Beanie, don't forget to mention that for those labs, you took your levo and T3 about 2.5 hours before the blood draw. So, they don't count - apart from the TSH.
Oh, and you should also mention that all your blood draws are at around 2 pm.
You should always test as early as possible in morning before eating or drinking anything other than water and last dose levothyroxine 24 hours before test
Important to take 1/3rd of daily T3 dose roughly 8-12 hours before test
This gives most consistent results
Do you have Hashimoto’s? Autoimmune thyroid disease diagnosed by high thyroid antibodies
Essential to regularly retest vitamin D, folate, ferritin and B12
Hashimoto's and Graves’ disease frequently affect the gut and leads to low stomach acid and then low vitamin levels
Low vitamin levels affect Thyroid hormone working
Important to maintain optimal vitamin levels
Poor gut function can lead leaky gut (literally holes in gut wall) this can cause food intolerances. Most common by far is gluten. Dairy is second most common.
approx 5% with Hashimoto's are coeliac, but over 80% find gluten free diet helps, sometimes significantly. Many Greaves disease patients also find strictly gluten free diet is extremely beneficial
Either due to direct gluten intolerance (no test available) or due to leaky gut and gluten causing molecular mimicry (see Amy Myers link)
Changing to a strictly gluten free diet may help reduce symptoms, help gut heal and slowly lower TPO antibodies
While still eating high gluten diet ask GP for coeliac blood test first or buy test online for under £20, just to rule it out first
I’ve done the celiac serumPanel, which was negative. I’ve been tested for pretty much everything under the sun. All autoimmune diseases. Nutrients. CMP/CBC all the time.
Iron panel etc.
The only thing other than thyroid is the vitamin D and my cortisol is wacky.

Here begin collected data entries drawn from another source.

PR #13853, opened 2020-11-04
mwan3: code cleanup and fixes

feckert:
Maintainer: me
Compile tested: x86_64, APU3, OpenWrt master
Run tested: x86_64, APU3, OpenWrt master

Description:
This is a maintenance P/R with the following goals.
- Clean up the source code
- Fix pending errors through community tests which are found through different test scenarios

Fixes #13823 
Fixes #13865

PR #13857, opened 2020-11-05
mwan3: reload unreachable/blackhole rules on hotplug, fix mwan3track bugs, resolve deadlock

aaronjg:
Maintainer: @feckert 
Compile tested: Scripts Only
Run tested: Snapshot

Description:
when the network procd service restarts, it flushes the ip rules. We
need to add these rules back. Since hotplug events are triggered when
the networks come back online, adding this call to the hotplug script
is the most convenient place to refresh the rules.

### DIFF
--- a/net/mwan3/Makefile
+++ b/net/mwan3/Makefile
@@ -8,7 +8,7 @@
 include $(TOPDIR)/rules.mk
 
 PKG_NAME:=mwan3
-PKG_VERSION:=2.10.1
+PKG_VERSION:=2.10.2
 PKG_RELEASE:=1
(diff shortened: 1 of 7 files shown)


feckert:
@aaronjg I have added your commits to my pending [P/R](https://github.com/openwrt/packages/pull/13853).
So that we can work together on the matter.

Could you please add your Signed-of-by to the following commit https://github.com/openwrt/packages/pull/13853/commits/59d12598b50edbc5a7a1f178c3c291524bd85b13 in my P/R?

Therefore close this P/R.

aaronjg:
Thanks. I can't push to your repo, but I added the sign-off to my commit here. Feel free to amend the commit in your P/R to include my sign-off.

PR #13358, opened 2020-09-10
CI: add super-linter for pull requests

aparcar:
This commit adds a linter which checks most common filetypes, including
Shell and Lua. Ideally this improves the quality of especially `init`
scripts written in Shell.

PR #13861, opened 2020-11-06
CI: Revert "add super-linter for pull requests"

aaronjg:
Initial motivation for this commit was 'Just merge and see how people like it?'
https://github.com/openwrt/packages/pull/13358#issuecomment-692309158

It seems that many contributors don't like it.
https://github.com/openwrt/packages/issues/13395

So this should be reverted until issues with the linter can be
resolved.

This reverts commit 2b5de22202dafe849bfbce3adf1488d542ba8b24.


champtar:
Except if we can make it optional / ignore failure, +1 for revert

BKPepe:
ping @aparcar

Issue #13759, opened 2020-10-24
mwan3: $DEVICE environment variable not populated on ifdown event


jamesmacwhite:
Maintainer: @feckert
Environment: OpenWrt 19.07.3 r11063-85e04e9f46 / LuCI openwrt-19.07 branch git-20.234.16293-a82f67e

mwan3 2.8.13-1

Description:

The $DEVICE environment variable does not seem to be populated on an ifdown event. I implemented some custom email notifications functionality within `/etc/mwan3.user` recently, to test I restarted a network interface being tracked by mwan3. This triggered four email notifications, each for the disconnected, ifdown, ifup and connected actions. On the ifdown action, the $DEVICE value was blank, for all others it was populated.

ptpt52:
ping @aaronjg

aaronjg:
@jamesmacwhite I believe this is an issue with OpenWRT. Can you add a hotplug script outside of mwan3, disable mwan3 and check if the DEVICE is set on ifdown?

jamesmacwhite:
@aaronjg You seem to be correct here, it's not a mwan3 specific problem

This is the custom hotplug I made for testing:

```
[ "${ACTION}" = "ifup" ] && {
    logger -t hotplug "Device: ${DEVICE} / Action: ${ACTION}"
} 
```

The output was the following, when reloading the network interface

```
Sat Oct 24 17:47:57 2020 user.notice hotplug: CUSTOM HOTPLUG: Device:  / Action: ifdown
```

`$DEVICE` was indeed blank.

aaronjg:
I'm not sure why it is not set on ifdown. It could be that in some cases, such as tunnel devices, the device will have been destroyed by the time the ifdown hotplug event happens. Maybe file a bug report/feature request with a use case for having the DEVICE set in the ifdown event call.

jamesmacwhite:
@aaronjg Interesting theory. Although I don't think it is specifically related to tunnel related interfaces. I tested it on an independent WAN connection through Ethernet, the only unique element would be using a LAN port as a WAN port via a VLAN config, but otherwise it's pretty much a standard network interface. It isn't really an issue, just maybe worth highlighting in the docs for `/etc/mwan3.user` that $DEVICE isn't available on ifdown.

aaronjg:
> It isn't really an issue, just maybe worth highlighting in the docs for `/etc/mwan3.user` that $DEVICE isn't available on ifdown.

[...]

PR #13867, opened 2020-11-06
mwan3: Document hotplug events and $DEVICE not being available on ifdown

jamesmacwhite:
Maintainer: @feckert 
Compile tested:  N/A
Run tested: N/A

Description:

Relates to https://github.com/openwrt/packages/issues/13759, $DEVICE is not available on ifdown, so it cannot be used in any custom logic in `/etc/mwan3.user` workaround would be to use $INTERFACE instead which is available on ifdown. $DEVICE is usable on any other event.

While it has been discussed that ifupdate is not mwan3 related, it is possible to hook into this action event with the mwan3.user file, therefore I think it can be mentioned, but clarified it is not a mwan3 event.


feckert:
Could we please remove the line https://github.com/openwrt/packages/pull/13867/files#diff-3886166364a8812230202269afb1b464f007ad9d9b186815632c175bdd9e60b9R12 Because if we add this then we have to add all other actions as well. But mwan3 does only use for now ifup, ifdown, connected and disconnected. In the documentation we have already mentioned this https://openwrt.org/docs/guide-user/network/wan/multiwan/mwan3?s[]=mwan3#alertsnotifications

The hint for $DEVICE is sufficient

jamesmacwhite:
@feckert Thanks! I hadn't updated the documentation at the time of this PR but have since rewrote and expanded the section around the `/etc/mwan3.user` file so I'll amend accordingly.

feckert:
If we merge this [P/R](https://github.com/openwrt/packages/pull/13889#pullrequestreview-528169654). We react also on ifupdate events. So I think the ifupdate info add for mwan3.user should go this P/R. Then it fits together

jamesmacwhite:
@feckert I've dropped ifupdate for now, I've added a reference to the URL path of the alerts/notifications documentation which covers the purpose and details of the `/etc/mwan3.user` file.

feckert:
@jamesmacwhite Sorry if I'm annoying but can you please also update the PKG_RELEASE number.

jamesmacwhite:
@feckert No problem! I've just resynced the latest changes in master, as this PR is behind, so the Makefile is old. I've just bumped the PKG_RELEASE to `2` as this is a minor change.

feckert:
Thanks

PR #13875, opened 2020-11-08
udpspeeder: Add new package udpspeeder to implement FEC for VPN over lossy links

codemarauder:
udpspeeder: Add new package udpspeeder to implement Forward Error Correction (FEC) for UDP VPNs like OpenVPN
Maintainer: @codemarauder
Compile tested: Yes, 19.07.4, 18.06.2
Run tested: x86_64 PCEngines APU, 19.07.4, 18.06.2
Description:
A Tunnel which Improves your Network Quality on a High-latency Lossy Link by using Forward Error Correction,for All Traffics(TCP/UDP/ICMP)
It does it by sending redundant packets and re-arranging them to account for packet loss over the link. It uses Reed_Solomon code. By setting appropriate FEC parameters, a packet loss of 20% can be reduced to less than 1% at the cost of increased latency and 1.5 to 1.8 times bandwidth utilisation.

Signed-off-by: Nishant Sharma <codemarauder@gmail.com>


net/udpspeeder/Makefile
```diff
@@ -0,0 +1,63 @@
...
+# Copyright (c) 2017 Yu Wang <wangyucn@gmail.com>
+# Copyright (c) 2020 Nishant Sharma <nishant@hopbox.in>
+#
+# This is free software, licensed under MIT
+#
+
+include $(TOPDIR)/rules.mk
+
+PKG_NAME:=udpspeeder
+PKG_VERSION:=20200818.0
```
neheb, line 11: There's a newer version available.

net/udpspeeder/Makefile
```diff
@@ -0,0 +1,63 @@
...
+PKG_RELEASE:=1
+
+PKG_SOURCE_PROTO:=git
```
neheb, line 14: Upstream has tagged releases. Please use those instead of git.

git grep the repo for "codeload" to see examples.

net/udpspeeder/Makefile
```diff
@@ -0,0 +1,63 @@
...
+PKG_SOURCE_URL:=https://github.com/wangyu-/UDPspeeder.git
+PKG_SOURCE_VERSION:=13d5e40473f354939dd196980a4e3fcc6affade8
+PKG_SOURCE_SUBDIR:=$(PKG_NAME)-$(PKG_VERSION)
+PKG_SOURCE:=$(PKG_NAME)-$(PKG_VERSION).tar.xz
+
+PKG_LICENSE:=MIT
+PKG_LICENSE_FILES:=LICENSE
+PKG_MAINTAINER:=Nishant Sharma <nishant@hopbox.in>
+
+PKG_BUILD_DIR:=$(BUILD_DIR)/$(PKG_NAME)-$(PKG_VERSION)
```
neheb: Not needed at all.

net/udpspeeder/Makefile
codemarauder: Thanks for your review. Updated to the newer version.

net/udpspeeder/Makefile
codemarauder: Removed proto git and instead using codeload. Thanks again.

net/udpspeeder/Makefile
codemarauder: This is also fixed.

net/udpspeeder/Makefile
```diff
@@ -46,7 +47,7 @@ define Build/Prepare
 	$(Build/Patch)
 endef
 
-define Package/udpspeeder/install
+define Package/UDPspeeder/install
 	$(INSTALL_DIR) $(1)/usr/bin
 	$(INSTALL_BIN) $(PKG_BUILD_DIR)/speederv2_cross $(1)/usr/bin/udpspeeder
```
neheb, line 52: I'd use PKG_INSTALL with PKG_INSTALL_DIR.

codemarauder: This software doesn't have any configure script and builds the single binary in the build directory itself. That's why I have to use PKG_BUILD_DIR here.

neheb: Then why do you have autoreconf above?

codemarauder: I had picked the Makefile from some other source and modified it. This is my first time sending pull request for adding a  completely new package.

Should I convert it to a draft?

codemarauder: Removed autoreconf. Please review when you have time for further changes required.

One thing that I am unable to do is run multiple named instances as it happens with OpenVPN. As of now, we can start / stop / restart all the instances at once but not selectively. I will work on the init script to be able to do that soon.

neheb:
I'd squash all of the commits.

codemarauder:
Squashed all the commits to a single one. Thanks @neheb  for review and handholding through the process.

My dose is pretty high for my weight going off the 1.6xkg rule. I am
the best paper on this that I have seen indicates that a TSH of 0.03-0.5 is best on therapy. Above that is insufficient and below MAY or MAY NOT indicate slight overdosing
Interestingly, patients with a serum TSH below the reference range, but not suppressed (0.04–0.4 mU/liter), had no increased risk of cardiovascular disease, dysrhythmias, or fractures. It is unfortunate that we did not have access to serum free T4 concentrations in these patients to ascertain whether they were above or within the laboratory reference range. However, our data indicate that it may be safe for patients to be on a dose of T4 that results in a low serum TSH concentration, as long as it is not suppressed at less than 0.03 mU/liter. Many patients report that they prefer such T4 doses (9, 10). Figure 2 indicates that the best outcomes appear to be associated with having a TSH within the lower end of the reference range.